Ravenous Bugblatter Beast of Traal
I don't know. My players usually have some crazy concepts. We had one guy who optimized for jumping and tried to solve all problems thought parkour. It was great.

What that means, however, is that just about every character at my table has one level of in the Rogue class for the soul purpose of picking up expertise. I would prefer not to use the optional multiclass rules at all, but doing so would severely nerf morethan half of the table's character concepts because they would no longer be able to access the Expertise feature.

One guy even came with a rogue whose soul purpose was to be better at Arcana, Nature, Survival, and History than the party wizard and druid. It was pretty funny, but ultimately showed us how unsatisfying the expertise feature is.

That sounds more like it's a problem with Rogue's expertise feature being so cherry-pickable via multiclassing rather then a problem with expertise itself.

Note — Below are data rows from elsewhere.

PR #2740, opened 2022-05-22
Use named docker volumes for socket and caddy like api-platform template

manuelmeister:
Move socket and caddy data to named volume. With the binding I had problems starting the setup.

### DIFF
--- a/docker-compose.yml
+++ b/docker-compose.yml
@@ -6,7 +6,7 @@ services:
     container_name: 'ecamp3-frontend'
     ports:
       - '3000:3000'
-      - '9229:9229' # jest debug 
+      - '9229:9229' # jest debug
     stdin_open: true
     tty: true
     user: ${USER_ID:-1000}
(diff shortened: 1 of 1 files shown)


usu:
Do we even need these as volumes? I never touched/looked at the files in these volumes, so in my opinion we could also remove these volumes entirely.

Coming from this commit: https://github.com/ecamp/ecamp3/commit/24d765b632b37866d3d416665bedd20cf19bfcbd
So better to have @carlobeltrame's opinion as well.

carlobeltrame (changes requested):
Yup, this was added to support running caddy as non-root, and this PR breaks the setup for me, sorry. If I run this locally on my computer, after deleting the previously mounted directories and rebuilding the containers without cache, caddy loop restarts with the following error message:
```
run: loading initial config: loading new config: loading http app module: provision http: loading pki app module: provision pki: provisioning CA 'local': generating root: saving root certificate: mkdir /data/caddy/pki: permission denied
```
Removing the caddy data and config-cache volumes does not help, but if it did, we still need the php-socket volume for communication between caddy and php container. So if you want to remove these bind mounts, you have to do two things:
1. read into the documentation of caddy for other supported ways to connect to a PHP fastgcgi server (https://caddyserver.com/docs/caddyfile/directives/php_fastcgi) in order to remove the php socket bind mount
2. edit the caddy Dockerfile and make sure the caddy data directory and the caddy config-cache directory exist inside the container

carlobeltrame:
By the way: this is exactly the type of problem that would have been caught by our CI before we merged #2655

PR #2742, opened 2022-05-22
feat(frontend): add menu item to delete activity

usu:
image
image


frontend/src/views/activity/Activity.vue
```diff
@@ -74,7 +64,45 @@ Displays a single activity
...
+        <v-menu offset-y>
+          <template #activator="{ on, attrs }">
+            <v-btn icon v-bind="attrs" v-on="on">
+              <v-icon>mdi-dots-vertical</v-icon>
+            </v-btn>
+          </template>
+
+          <v-list>
+            <!-- layout/content switch (switch to layout mode) -->
+            <v-list-item v-if="!layoutMode" :disabled="!isContributor" @click="layoutMode = true">
```
BacLuc: minor:
I would keep the button here.
For me it was confusing that the button back is not anymore in the hamburger menu

frontend/src/views/activity/Activity.vue
```diff
@@ -227,7 +256,12 @@ export default {
           }
         ]
       }
+    },
+    onDelete () {
+      // redirect to Picasso
```
BacLuc, line 300: minor:
The activity is still in the picasso after navigating there.
Maybe there is a possibility to remove the activity from all lists were it was referenced from the store...?

BacLuc (approved):

frontend/src/views/activity/Activity.vue
usu: Both ok for me. Let's quickly vote in the next meeting

frontend/src/views/activity/Activity.vue
usu: For me its working (scheduleEntries are always reloaded, when the picasso is mounted). However, it takes some seconds, until the update is visible.

manuelmeister: I think this would be better to instantly show the changes you've just made.

frontend/src/views/activity/Activity.vue
```diff
@@ -74,7 +64,45 @@ Displays a single activity
         </v-btn>
 
         <pdf-download-button-nuxt :config="printConfig()" class="ml-3" />
-        <pdf-download-button-react :config="printConfig()" />
+        <pdf-download-button-react :config="printConfig()" class="ml-3" />
```
manuelmeister: Would be great to use the new DownloadListitems.

manuelmeister (changes requested):

frontend/src/views/activity/Activity.vue
usu: Fully agree it would be better 😄 
Any good proposals?

manuelmeister: hal-json-vuex has a `deleting` flag which we could use to change the color or transparency of the item. Also we probably could "mark" the scheduleEntries of the activity as " deleted".

frontend/src/views/activity/Activity.vue
manuelmeister: ## Core Meeting Decision
Hide menu in layoutmode and show a button to exit layout mode instead.

pmattmann (approved):

frontend/src/views/activity/Activity.vue
manuelmeister: #1242

manuelmeister (approved):

PR #3278, opened 2023-02-20
renovate.json: update the php version in renovate.json

BacLuc:
Related to #3212

Tested with https://github.com/BacLuc/ecamp3/pull/167/commits/d012731611342360c2dc4e2d1cc845729ee58dbb


carlobeltrame (approved):
Do we need to group this somehow so that the php version is updated everywhere at the same time (docker setup, renovate.json, etc.)?

BacLuc:
> Do we need to group this somehow so that the php version is updated everywhere at the same time (docker setup, renovate.json, etc.)?

As you can see in https://github.com/BacLuc/ecamp3/commit/d012731611342360c2dc4e2d1cc845729ee58dbb, this is already the case

carlobeltrame:
> As you can see in [BacLuc@d012731](https://github.com/BacLuc/ecamp3/commit/d012731611342360c2dc4e2d1cc845729ee58dbb), this is already the case

Ah, yes, looks perfect, thanks!

usu (approved):

PR #3296, opened 2023-02-25
fix(frontend): prevent console errors during logout

usu:
The errors are harmless but clutter console & sentry.

These errors are thrown during logout when `this.$store.state.auth.user` is already null. Several pieces in our code don't expect this to be null.


carlobeltrame (approved):
LGTM, thanks!

simfeld (approved):

PR #3300, opened 2023-02-25
frontend: fix oauth on kubernetes deployment

BacLuc:
The simplest solution is often a good one.
You can also use urls without a host to set on window.location.href. Now that api and frontend are on the same domain, this is possible.


carlobeltrame (approved):
Maybe rename the "in dev setup" tests back?

usu (approved):

PR #3304, opened 2023-02-25
chore: sync changes from api-platform template

usu:
Follow-up from #3255

### DIFF
--- a/api/docker/caddy/Caddyfile
+++ b/api/docker/caddy/Caddyfile
@@ -1,6 +1,6 @@
 {
 	# Debug
-	{$DEBUG}
+	{$CADDY_DEBUG}
 
 	auto_https disable_redirects
 }
@@ -34,17 +34,6 @@
 }
 
 :3001 {
-	# Matches requests for HTML documents, for static files,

I'm also not sure how the guy could be better at Arcana, Nature, Survival and History without making themselves terrible at being a Rogue because they had to pump their INT and WIS so much. (Assuming point buy or standard array.) Or was this just really high level play where the proficiency bonus was that big of a deal?
 

That sounds more like it's a problem with Rogue's expertise feature being so cherry-pickable via multiclassing rather then a problem with expertise itself.

I'm also not sure how the guy could be better at Arcana, Nature, Survival and History without making themselves terrible at being a Rogue because they had to pump their INT and WIS so much. (Assuming point buy or standard array.) Or was this just really high level play where the proficiency bonus was that big of a deal?

Possibly. Or that expertise is so overhealmingly powerful it breaks bound accuracy in half.

As for the skill-expert rogue, he was great. Used all his skills to avoid combat. Spent a lot of time researching dungeons and adventure sites before the party delved into them. Figured out which one had the highest chance to have better magic items, etc. Definately pulled his weight, just not in combat - where he was below average. Honestly, though, if the entire party optimizes for out-of-combat challenges and avoid combat, it's quite difficult to drag them into combat encounters.
 

Motorskills

Explorer
The issue isn't with Expertise, it's a very smooth way to convey...er...expertise.

The issue is Proficiency being too good, too fast.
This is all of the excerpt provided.